* [Work to complete] Starting at the first line of the data below, write out each line exactly until you reach the line containing "- Found while", and include that line too.

[Saved data entries]
::::::::

PR #1842, opened 2026-08-21
fix(agent): stop the audit store's queries from adopting a host's CLS transaction

bexchauveto:
## Summary

- Found while enabling `auditTrail` on a CLS-using host: `Sequelize.useCLS(ns)` sets `Sequelize._cls`, a class-level static shared by every `Sequelize` instance in the same loaded copy of the package — including the audit store's own, otherwise-unrelated connection. Any query issued without an explicit `transaction` reads that static (`options.transaction === void 0 && Sequelize._cls`) to decide whether to adopt an ambient transaction. A host using CLS for its own request-scoped transactions therefore had every audit-store query silently run against the **host's** connection, inside the **host's** transaction, instead of the audit store's own pool.
- Verified directly against Sequelize's own source (`Sequelize.prototype.query()`) and reproduced with a fake CLS namespace causing a live `insertPending`/`confirm` call to reach for a bogus hijacked connection instead of its own.
- Consequences: if the audit and host databases differ, the write 404s inside the host's transaction and aborts it (an audited business write breaks even though `critical: false`); if they're the same database, a `pending` row rolls back with the host's transaction, defeating the "a pending row is evidence a write was attempted" guarantee the write protocol is built on.
- Fix: every query the store issues now passes `transaction: null` explicitly, opting out of the CLS lookup unconditionally — `insertPending`, `insertPendingBatch`, `confirm`, `listByRecord`, `countByRecord`, `listDistinctUsers`, `listByCorrelation(s)`, and `authenticate`. Also threads a migration's own transaction through `assertOwnsTable`'s `describeTable` probe, which previously passed no transaction option at all (same class of gap, narrower window).
- A second finding from the same report (pending rows storing `previousValues` unredacted) was investigated and does **not** reproduce: `buildRecord` in `instrument.ts` already applies `redactValues` unconditionally before returning, including for the Before-Update/Before-Delete pending inserts — verified against both current source and the published `1.96.0` dist bundle.

## Test plan

- [ ] `yarn workspace @forestadmin/agent test` — 1439 passing (was 1438; one new regression test added)
- [ ] `yarn workspace @forestadmin/agent lint` — 0 errors
- [ ] New test (`sql-store.test.ts`) sets a fake `Sequelize._cls` namespace with a transaction whose `.connection` getter is spied, then confirms a pending audit row and asserts the getter was never called — verified this test fails without the fix and passes with it.
- [ ] Manually configure an agent with `auditTrail` alongside a host that calls `Sequelize.useCLS(...)` for its own transactions, and confirm an audited write inside a host transaction no longer touches the host's connection.

> [!NOTE]
> ### Stop audit store queries from adopting host CLS transactions
> - Pass `{ transaction: null }` to every Sequelize model operation in [sql-store.ts](https://github.com/ForestAdmin/agent-nodejs/pull/1842/files#diff-7690e57f0c6b0cb4de141c8ccd19e1dc4f197da2d4e1a6135565f246c9e57c0e) (`create`, `bulkCreate`, `update`, `findAll`, `count`, and `authenticate`) so the store never adopts an ambient CLS transaction set by the host process.
> - Forward `context.transaction` through `assertOwnsTable` → `columnNames` in [migrations.ts](https://github.com/ForestAdmin/agent-nodejs/pull/1842/files#diff-49e098e6ade9bb88bf50facbfdf95712bdbd8efdc47ecc96b5c1eb31c230fd49) so the migration ownership/idempotency check runs inside the migration's own transaction instead of outside it.
> - Add a regression test in [sql-store.test.ts](https://github.com/ForestAdmin/agent-nodejs/pull/1842/files#diff-bc1e72a908f58bce866969a059eff4f8a9afd9f3584f6301a49049db403916b8) that injects a fake CLS namespace via `Reflect.set(Sequelize, "_cls", ...)` and asserts `store.confirm` does not touch the hijacked transaction's connection getter.
> - Behavioral Change: audit store queries that previously ran inside a host CLS transaction now always execute on their own connection with no transaction. Migration ownership checks now run transactionally when `context.transaction` is provided.
>
> 
>
> <sup><a href="https://app.macroscope.com">Macroscope</a> summarized 245fe35.</sup>
> 
>


arnaud-moncel (approved):
LGTM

::::::::

* [Solution for this task]
PR #1842, opened 2026-08-21
fix(agent): stop the audit store's queries from adopting a host's CLS transaction

bexchauveto:
## Summary

- Found while enabling `auditTrail` on a CLS-using host: `Sequelize.useCLS(ns)` sets `Sequelize._cls`, a class-level static shared by every `Sequelize` instance in the same loaded copy of the package — including the audit store's own, otherwise-unrelated connection. Any query issued without an explicit `transaction` reads that static (`options.transaction === void 0 && Sequelize._cls`) to decide whether to adopt an ambient transaction. A host using CLS for its own request-scoped transactions therefore had every audit-store query silently run against the **host's** connection, inside the **host's** transaction, instead of the audit store's own pool.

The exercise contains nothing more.